Liquid faced another fiber break this morning that resulted in a nationwide internet outage. Instead of the internet coming to a dead stop, it instead just got quite slow. This is the worst really as I prefer a total blackout than to have to endure slow internet. But what really goes on when the internet goes through a fault-induced blackout in the form of a fiber break?
How the network is designed
Back in computer class in primary or high school, we were taught the types of networks. Bus, ring, star, mesh, and hybrid. It sounded trivial back then but these same concepts are the ones applied to nationwide network design taking advantage of each type of network topology. Ring, mesh, and hybrid are the most common types of network topologies used and this is for 2 main reasons. Reliability and economy.
Reliability
A reliable network is one where each node has multiple links to and from it. This way if one fails then the others can share the load to keep the whole network operational. This is usually achieved using a Mesh topology. It’s the most reliable topology on a network however it is the least economical. Connecting each network element or node to every other element or node in the network is fine up to a certain point. Beyond that, it becomes exponentially expensive and unrealistic.
Economy
We need a reliable network but we also need to keep it economical. So for us to be able to do this we need to mix topologies so we can get an acceptable level of reliability without breaking the bank. This is where hybrid topologies come into play. A hybrid topology is when you combine characteristics of multiple topologies into the network.
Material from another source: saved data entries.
PR #2463, opened 2025-11-17
standardized cmakes

yuvrajdhadwal:
## Description
Cleans up dependencies in cmake files

### DIFF
--- a/src/rj_common/CMakeLists.txt
+++ b/src/rj_common/CMakeLists.txt
@@ -23,6 +23,19 @@ find_package(rj_param_utils REQUIRED)
 find_package(rj_utils REQUIRED)
 find_package(rj_drawing_msgs REQUIRED)
 
+set(RJ_COMMON_DEPS
+  rj_msgs
+  Eigen3
+  rclcpp
+  rclcpp_components
+  rj_convert
+  rj_protos
+  rj_geometry
+  rj_param_utils
+  rj_utils
+  rj_drawing_msgs
+)
+
 add_library(${PROJECT_NAME} SHARED
   src/debug_drawer.cpp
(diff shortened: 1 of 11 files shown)


src/rj_common/CMakeLists.txt
```diff
@@ -23,6 +23,19 @@ find_package(rj_param_utils REQUIRED)
...
+  Eigen3
+  rclcpp
+  rclcpp_components
+  rj_convert
+  rj_protos
+  rj_geometry
+  rj_param_utils
+  rj_utils
+  rj_drawing_msgs
+)
```
N8BWert, line 37: IIRC rj_common doesn't use these dependencies so they should not be listed in CMakeLists.txt.  Additionally, if they were used here they would need to be declared in find_package and the package.xml file for rj_common

N8BWert (dismissed):

src/rj_common/CMakeLists.txt
yuvrajdhadwal: I double checked and they are being used in rj_common and they all are being declared in find_package and the package.xml file for rj_common

(also funny enough looking at the git blame you were the one who did that two months ago in "Build Stack with Colcon)

Squid5678: Seems to be that these are valid dependencies are they're being rewritten to this "variable" in CMake (from my understanding), so this lgtm.

Squid5678 (approved):
lgtm

N8BWert (approved):
LGTM.  Last time when I was looking this through I thought you standardized the dependencies which would have broken things.  I see now you just created a variable for the dependencies so the changes look fine to me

What goes on behind the scenes when a fault occurs
IAPs have measures put in place for faults. The big ones like Liquid and Telone will have multiple links feeding the internet into the country. Liquid Intelligent solutions have 7 of these across the borders of Zimbabwe. However, only 5 of these connect to our neighboring countries and have eventually terminate at an undersea cable which is how a majority of the internet arrives in Africa.
All these links will have different throughput capacities and can be organized that way. So a main link will have the highest capacity and consequent links after that will have lower and lower capacities. So if the main link fails, the load is shared amongst all the available links. However, it’s not like all these other links are kept idle. They will also be operational and so if a high-capacity link fails, the remaining links might lack enough capacity to accommodate all the traffic that the main link was carrying. And this will congest the network and give all of you extremely slow speeds.
Why can’t all the links just have the same capacity?
There are 2 sides to capacity that exist with IAPs. The installed capacity of their link and the bandwidth capacity that they buy from other IAPs in territories that have access to undersea fiber cables. Installed capacity is an easy one to sort out because it’s just hardware. It can be scaled up to whatever level the IAP is comfortable with.
However, bandwidth is basically how much capacity you reserve for yourself. And the more capacity you reserve for yourself, the more you have to pay. This can become very uneconomical and so you’ll find out that an IAP can choose to have a few links that have the highest volume of paying traffic having the highest bandwidth available to them and the backup links having very little bandwidth to play with. Since these major faults are not a frequent occurrence, they take the gamble to keep costs down.
The most ideal scenario is having a duplication of the network where either hot standby or active standby is employed. Hot standby is when the main system fails, the backup system kicks in and has the same capacity as the main system. Active standby is when both the main system and the backup system are operating simultaneously and if one fails, the other just takes up the load with no drop in performance.
These redundancy methods are used already within some core network elements like gateway routers and switches. But it is not applied to the nationwide network because of how expensive it would be to duplicate everything.
Locally hosted services will work as normal
Whilst the general internet will be down for the count, a fault like this does not affect any service that is locally hosted and managed. So company intranets, VPNs, and LAN networks will not see any disruption in service because the link between you and the server where the service is running from will be intact.
So you may have noticed that some services that do not seem like internet services may have some challenges as well. Some USSD codes for some businesses, banks, and service providers that run on international servers on the back end will experience service outages. One of those rare cases where having some services hosted locally can be an advantage.
3 comments
Interesting. Had missed this post.
Well explained post.
Thumb up.
To a lot of us users internet was completely off for over 6hrs. Not even a single Whatsapp message was going or coming. As long as some experienced zero transmission then its correct to also say it was completely off. Which then begs the question, do these backup topologies actually work? Clearly their 5 backup undersea cables are not optimum if one break causes a national outage on their network. Maybe they don’t take fault tolerance that seriously as they believe such events are minimum probability and low risk and prefer to save a bit of coin. One undersea cable break should at least result in at most slow speeds for the worst affected users but not a complete blackout as we’ve experienced today, making us think they only have one undersea cable operating.